** Opening DATA IN THIS EXERCISE block **

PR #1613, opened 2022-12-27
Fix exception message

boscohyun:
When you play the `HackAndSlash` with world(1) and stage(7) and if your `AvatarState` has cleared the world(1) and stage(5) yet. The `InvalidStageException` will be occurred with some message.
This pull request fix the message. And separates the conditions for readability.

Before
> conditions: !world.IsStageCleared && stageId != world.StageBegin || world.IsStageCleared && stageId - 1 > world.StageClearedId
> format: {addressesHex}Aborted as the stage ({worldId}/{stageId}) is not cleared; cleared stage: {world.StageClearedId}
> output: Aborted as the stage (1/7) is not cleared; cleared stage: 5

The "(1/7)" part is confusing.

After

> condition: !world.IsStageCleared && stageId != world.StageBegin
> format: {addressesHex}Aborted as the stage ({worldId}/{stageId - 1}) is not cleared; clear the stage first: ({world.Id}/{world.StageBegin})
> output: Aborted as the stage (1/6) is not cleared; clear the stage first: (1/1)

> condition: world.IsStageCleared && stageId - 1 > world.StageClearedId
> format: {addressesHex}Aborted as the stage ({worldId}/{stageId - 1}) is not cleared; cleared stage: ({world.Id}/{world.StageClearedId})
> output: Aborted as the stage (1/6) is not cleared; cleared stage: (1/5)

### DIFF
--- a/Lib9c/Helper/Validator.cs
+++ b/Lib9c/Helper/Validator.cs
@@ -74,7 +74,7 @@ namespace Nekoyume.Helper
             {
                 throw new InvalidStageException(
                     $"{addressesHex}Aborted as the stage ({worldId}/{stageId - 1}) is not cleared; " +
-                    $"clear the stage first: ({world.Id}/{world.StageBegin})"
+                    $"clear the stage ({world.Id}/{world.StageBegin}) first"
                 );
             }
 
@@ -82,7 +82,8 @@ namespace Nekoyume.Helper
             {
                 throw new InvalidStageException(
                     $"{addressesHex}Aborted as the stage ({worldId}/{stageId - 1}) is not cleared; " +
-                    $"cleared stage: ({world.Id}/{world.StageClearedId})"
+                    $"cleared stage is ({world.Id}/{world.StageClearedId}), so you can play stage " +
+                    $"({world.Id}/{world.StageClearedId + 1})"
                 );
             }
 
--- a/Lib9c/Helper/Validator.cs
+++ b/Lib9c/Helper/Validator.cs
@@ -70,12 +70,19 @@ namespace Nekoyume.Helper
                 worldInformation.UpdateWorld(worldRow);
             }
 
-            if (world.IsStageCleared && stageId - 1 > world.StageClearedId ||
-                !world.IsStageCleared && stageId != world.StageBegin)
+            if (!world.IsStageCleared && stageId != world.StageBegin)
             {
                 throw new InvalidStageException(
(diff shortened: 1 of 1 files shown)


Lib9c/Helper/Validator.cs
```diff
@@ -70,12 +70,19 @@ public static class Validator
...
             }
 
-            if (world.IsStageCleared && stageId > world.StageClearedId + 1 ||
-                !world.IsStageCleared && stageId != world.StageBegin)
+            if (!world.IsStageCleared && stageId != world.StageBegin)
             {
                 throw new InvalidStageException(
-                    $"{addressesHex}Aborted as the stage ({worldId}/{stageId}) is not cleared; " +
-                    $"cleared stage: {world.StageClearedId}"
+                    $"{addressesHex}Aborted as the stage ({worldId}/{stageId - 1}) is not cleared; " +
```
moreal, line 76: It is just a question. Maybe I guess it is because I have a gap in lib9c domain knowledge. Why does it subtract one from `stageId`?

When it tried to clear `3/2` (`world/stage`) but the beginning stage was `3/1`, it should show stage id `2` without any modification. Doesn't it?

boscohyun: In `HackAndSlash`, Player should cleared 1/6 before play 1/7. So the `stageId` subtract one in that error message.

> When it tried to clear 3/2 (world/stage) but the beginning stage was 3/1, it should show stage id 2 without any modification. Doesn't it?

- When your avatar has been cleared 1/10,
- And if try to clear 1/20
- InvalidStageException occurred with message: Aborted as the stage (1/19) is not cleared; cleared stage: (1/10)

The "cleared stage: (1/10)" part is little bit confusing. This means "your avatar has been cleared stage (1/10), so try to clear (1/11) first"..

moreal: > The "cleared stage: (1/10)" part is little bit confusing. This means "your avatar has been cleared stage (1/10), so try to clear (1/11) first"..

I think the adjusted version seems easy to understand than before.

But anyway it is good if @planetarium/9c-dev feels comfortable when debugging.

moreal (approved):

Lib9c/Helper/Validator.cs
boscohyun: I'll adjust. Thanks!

** Closing DATA IN THIS EXERCISE block **
** Opening DATA IN THIS EXERCISE block **

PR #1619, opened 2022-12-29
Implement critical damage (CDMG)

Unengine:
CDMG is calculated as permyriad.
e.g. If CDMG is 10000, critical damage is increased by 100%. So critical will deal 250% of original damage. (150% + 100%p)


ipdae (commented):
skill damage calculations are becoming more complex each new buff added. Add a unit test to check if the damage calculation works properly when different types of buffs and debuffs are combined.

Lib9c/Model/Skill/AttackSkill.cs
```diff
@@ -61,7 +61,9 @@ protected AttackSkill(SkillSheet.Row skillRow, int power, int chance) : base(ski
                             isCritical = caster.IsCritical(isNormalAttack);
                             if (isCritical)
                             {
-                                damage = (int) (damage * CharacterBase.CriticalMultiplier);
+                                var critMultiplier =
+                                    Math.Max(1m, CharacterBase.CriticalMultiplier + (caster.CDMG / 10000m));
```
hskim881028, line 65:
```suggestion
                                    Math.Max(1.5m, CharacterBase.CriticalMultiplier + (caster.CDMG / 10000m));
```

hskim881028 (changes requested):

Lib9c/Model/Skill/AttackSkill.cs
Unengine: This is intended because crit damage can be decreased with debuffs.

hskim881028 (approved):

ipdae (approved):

** Closing DATA IN THIS EXERCISE block **
** Opening DATA IN THIS EXERCISE block **

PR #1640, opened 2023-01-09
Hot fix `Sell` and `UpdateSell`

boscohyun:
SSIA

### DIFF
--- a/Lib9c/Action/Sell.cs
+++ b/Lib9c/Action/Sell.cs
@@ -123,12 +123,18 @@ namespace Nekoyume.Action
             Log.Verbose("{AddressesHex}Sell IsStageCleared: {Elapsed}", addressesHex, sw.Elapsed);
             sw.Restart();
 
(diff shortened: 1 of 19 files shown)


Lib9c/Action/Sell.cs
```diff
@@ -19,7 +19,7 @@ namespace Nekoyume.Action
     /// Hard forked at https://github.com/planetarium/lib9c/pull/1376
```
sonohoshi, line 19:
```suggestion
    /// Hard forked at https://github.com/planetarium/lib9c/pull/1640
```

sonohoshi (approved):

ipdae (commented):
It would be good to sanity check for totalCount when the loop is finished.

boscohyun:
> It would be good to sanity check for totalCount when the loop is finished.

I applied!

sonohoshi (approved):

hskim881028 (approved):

** Closing DATA IN THIS EXERCISE block **

* _WORK ORDER_
In your answer, include only the lines above starting at the line that holds "This pull request" and ending at the line that holds "condition: !world.IsStageCleared && stageId != world.StageBegin", copied exactly.

* _ANSWER BELOW_
This pull request fix the message. And separates the conditions for readability.

Before
> conditions: !world.IsStageCleared && stageId != world.StageBegin || world.IsStageCleared && stageId - 1 > world.StageClearedId
> format: {addressesHex}Aborted as the stage ({worldId}/{stageId}) is not cleared; cleared stage: {world.StageClearedId}
> output: Aborted as the stage (1/7) is not cleared; cleared stage: 5

The "(1/7)" part is confusing.

After

> condition: !world.IsStageCleared && stageId != world.StageBegin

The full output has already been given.